▶ _Available data_
-- Opening Marker --
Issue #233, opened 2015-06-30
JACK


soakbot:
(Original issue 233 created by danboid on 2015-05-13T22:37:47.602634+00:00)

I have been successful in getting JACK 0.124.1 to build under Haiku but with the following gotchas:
-- Closing Marker --
-- Opening Marker --
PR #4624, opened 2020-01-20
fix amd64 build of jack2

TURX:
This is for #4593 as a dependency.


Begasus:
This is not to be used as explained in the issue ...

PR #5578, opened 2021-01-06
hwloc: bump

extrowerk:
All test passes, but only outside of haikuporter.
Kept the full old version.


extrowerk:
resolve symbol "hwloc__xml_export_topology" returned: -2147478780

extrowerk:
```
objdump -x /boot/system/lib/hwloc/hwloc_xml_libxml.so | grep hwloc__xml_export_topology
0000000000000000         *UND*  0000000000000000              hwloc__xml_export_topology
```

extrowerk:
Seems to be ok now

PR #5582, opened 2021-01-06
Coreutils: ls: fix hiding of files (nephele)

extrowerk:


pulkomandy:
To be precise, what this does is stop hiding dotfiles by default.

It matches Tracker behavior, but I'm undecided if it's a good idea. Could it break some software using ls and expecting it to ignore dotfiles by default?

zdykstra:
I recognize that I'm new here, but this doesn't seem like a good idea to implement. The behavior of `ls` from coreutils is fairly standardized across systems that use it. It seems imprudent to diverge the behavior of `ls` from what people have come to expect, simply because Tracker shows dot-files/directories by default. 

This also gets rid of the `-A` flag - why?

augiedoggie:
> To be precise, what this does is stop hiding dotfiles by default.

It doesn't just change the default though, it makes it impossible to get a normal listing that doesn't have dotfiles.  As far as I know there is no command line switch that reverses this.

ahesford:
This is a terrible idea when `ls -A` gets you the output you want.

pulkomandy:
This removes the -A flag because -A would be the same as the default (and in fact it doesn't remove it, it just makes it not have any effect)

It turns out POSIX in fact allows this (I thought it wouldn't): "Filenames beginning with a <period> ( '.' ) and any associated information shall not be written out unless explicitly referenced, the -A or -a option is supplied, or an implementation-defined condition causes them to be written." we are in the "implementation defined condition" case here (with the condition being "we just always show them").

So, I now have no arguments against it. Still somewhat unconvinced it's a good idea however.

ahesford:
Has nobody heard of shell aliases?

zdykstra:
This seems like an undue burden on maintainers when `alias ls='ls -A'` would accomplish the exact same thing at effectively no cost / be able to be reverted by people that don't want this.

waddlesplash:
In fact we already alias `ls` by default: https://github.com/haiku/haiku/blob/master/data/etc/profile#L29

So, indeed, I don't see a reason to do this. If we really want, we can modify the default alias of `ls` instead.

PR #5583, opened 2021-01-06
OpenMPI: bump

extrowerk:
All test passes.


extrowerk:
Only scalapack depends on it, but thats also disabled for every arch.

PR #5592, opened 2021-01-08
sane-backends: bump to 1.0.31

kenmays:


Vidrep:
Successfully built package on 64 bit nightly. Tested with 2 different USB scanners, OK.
-- Closing Marker --
-- Opening Marker --
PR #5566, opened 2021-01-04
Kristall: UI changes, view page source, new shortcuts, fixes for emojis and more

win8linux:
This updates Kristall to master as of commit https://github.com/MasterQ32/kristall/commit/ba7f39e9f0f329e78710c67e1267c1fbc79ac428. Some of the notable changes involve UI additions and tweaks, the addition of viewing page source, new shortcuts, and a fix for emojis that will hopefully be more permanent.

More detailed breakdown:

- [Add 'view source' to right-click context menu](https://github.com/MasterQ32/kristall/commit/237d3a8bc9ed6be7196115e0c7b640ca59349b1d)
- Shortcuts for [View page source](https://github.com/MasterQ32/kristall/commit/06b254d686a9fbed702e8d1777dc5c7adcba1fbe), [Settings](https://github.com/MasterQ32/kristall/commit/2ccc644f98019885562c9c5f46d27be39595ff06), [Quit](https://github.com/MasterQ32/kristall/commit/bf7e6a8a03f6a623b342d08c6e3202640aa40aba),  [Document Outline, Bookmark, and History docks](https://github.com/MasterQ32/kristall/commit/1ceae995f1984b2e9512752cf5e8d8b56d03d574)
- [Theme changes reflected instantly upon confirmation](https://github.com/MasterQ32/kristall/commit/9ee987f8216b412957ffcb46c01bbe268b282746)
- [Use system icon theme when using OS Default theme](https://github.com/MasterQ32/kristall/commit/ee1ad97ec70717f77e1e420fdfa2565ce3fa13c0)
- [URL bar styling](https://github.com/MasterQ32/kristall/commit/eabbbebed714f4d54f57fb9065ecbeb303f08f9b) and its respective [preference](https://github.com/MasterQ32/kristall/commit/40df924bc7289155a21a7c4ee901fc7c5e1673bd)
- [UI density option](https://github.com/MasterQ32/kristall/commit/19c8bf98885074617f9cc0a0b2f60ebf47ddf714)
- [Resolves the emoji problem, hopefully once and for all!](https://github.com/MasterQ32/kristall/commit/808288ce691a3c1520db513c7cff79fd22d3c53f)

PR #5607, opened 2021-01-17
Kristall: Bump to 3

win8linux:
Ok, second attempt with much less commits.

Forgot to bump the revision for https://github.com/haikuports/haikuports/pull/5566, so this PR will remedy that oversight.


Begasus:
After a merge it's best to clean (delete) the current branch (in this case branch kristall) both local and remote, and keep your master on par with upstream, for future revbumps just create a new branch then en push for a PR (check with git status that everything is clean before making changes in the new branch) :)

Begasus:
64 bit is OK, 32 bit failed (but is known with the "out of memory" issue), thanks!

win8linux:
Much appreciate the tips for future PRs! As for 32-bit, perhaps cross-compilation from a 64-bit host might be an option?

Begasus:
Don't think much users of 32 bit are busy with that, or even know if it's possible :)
-- Closing Marker --
▶ _Directions_
From the listing above, collect every line that mentions the word "future".

▶ _Finished exercise_
After a merge it's best to clean (delete) the current branch (in this case branch kristall) both local and remote, and keep your master on par with upstream, for future revbumps just create a new branch then en push for a PR (check with git status that everything is clean before making changes in the new branch) :)
Much appreciate the tips for future PRs! As for 32-bit, perhaps cross-compilation from a 64-bit host might be an option?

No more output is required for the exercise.